In the American Revolution, the committees of correspondence, committees of inspection (also known as committees of observation), and committees of safety were different local committees of Patriots that became a shadow government; they took control of the Thirteen Colonies away from royal officials, who became increasingly helpless.

In Massachusetts, as affairs drew toward a crisis, it became usual for towns to appoint three committees: of correspondence, of inspection, and of safety. The first was to keep the community informed of dangers either legislative or executive, and concert measures of public good; the second to watch for violations of non-importation agreements, or attempts of loyalists to evade them; the third to act as general executive while the legal authority was in abeyance. In February 1776 these were regularly legalized by the Massachusetts General Court but consolidated into one called the "Committee of Correspondence, Inspection, and Safety" to be elected annually by the towns.

Committees of correspondence were public functionaries of a type first appearing in England, created by the parliamentary party of the 17th century in their struggles with the Stuarts. In 1763, when the English government attempted to enforce the trade and navigation acts on the American colonies after the Peace of Paris, the colonial leaders advised the merchants to hold meetings and appoint committees to memorialize the legislature and correspond with each other to forward a union of interests. This was done in Massachusetts, Rhode Island, and New York 1763-4.

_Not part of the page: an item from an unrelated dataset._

PR #2141, opened 2025-05-23
feat(font): add charset support to font definitions

aliavd1:
Excel requires the charset attribute to render certain non-ASCII fonts correctly, especially for East Asian languages. This commit introduces support for setting the `charset` field when defining fonts.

On 21 November 1772 a town meeting at Faneuil Hall, Boston, appointed a correspondence committee of 21 to communicate with other Massachusetts towns concerning infringements of popular rights. Until late in 1774 (see Committees of Safety) it remained the real executive of the town and largely of the province. The Boston committee, by legal town-meeting, was made the executive of Boston. Under its direction the tea was thrown into the harbor, and the Tea Act of 1773 roused the remaining colonies: Georgia in September, Maryland and Delaware in October, North Carolina in December, New York and New Jersey in February, chose legislative committees of correspondence; and new municipalities joined the movement — several in New Hampshire and Rhode Island and the city of New York.